Catégorie : Statut

  • Entre-deux

    Entre deux projets, il y a le vide. Le vide et l’attente. C’est une attente qui n’a pas de visage, pas de forme. On attend. « Qu’attends-tu ?
    —Je ne sais pas.
    — Comment sauras-tu que tu as fini d’attendre ? »

    Haussement d’épaules. Je le saurai parce que je serai à nouveau entraîné par l’évidence de la clarté, comme un élan qui m’emportera et donnera sens au quotidien.

    En attendant, je savoure les petites choses. Réparer un four, regarder la pluie tomber, écouter le chant des oiseaux, apprendre de nouvelles choses. J’ai conduit un scooter pour la première fois le mois dernier, et je me suis mis au Kung fu, comme Marina dans Semaines Père.
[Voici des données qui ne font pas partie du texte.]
PR #7, opened 2023-04-18
Add Pax dockerfile

ashors1:
This PR adds a dockerfile which builds Paxml and Praxis from source.

### DIFF
--- a/.github/container/install-pax.sh
+++ b/.github/container/install-pax.sh
@@ -5,15 +5,15 @@
 usage() {
     echo "Usage: $0 [OPTION]..."
     echo "  -d, --dir=PATH         Path to store Pax source. Defaults to /opt"
-    echo "  -f, --from_paxml=URL   URL of the Paxml repo. Defaults to https://github.com/google-research/paxml.git"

    Recommencer à écrire. Même pour dire que je n’ai rien à écrire — alors que j’ai tant à écrire ! Plus d’histoires que je n’arrive à en produire !

    Je cherche quelque chose comme une justesse qui n’existe pas. Ou plutôt, qui existe mais en mouvement constant. Elle s’éloigne, se rapproche, s’éloigne à nouveau. Je ne cherche plus à l’atteindre. J’apprends à ne plus la convoiter. À accepter ce qui se présente et à l’apprécier. Les histoires vivent ensuite leur vie avec les lecteurs.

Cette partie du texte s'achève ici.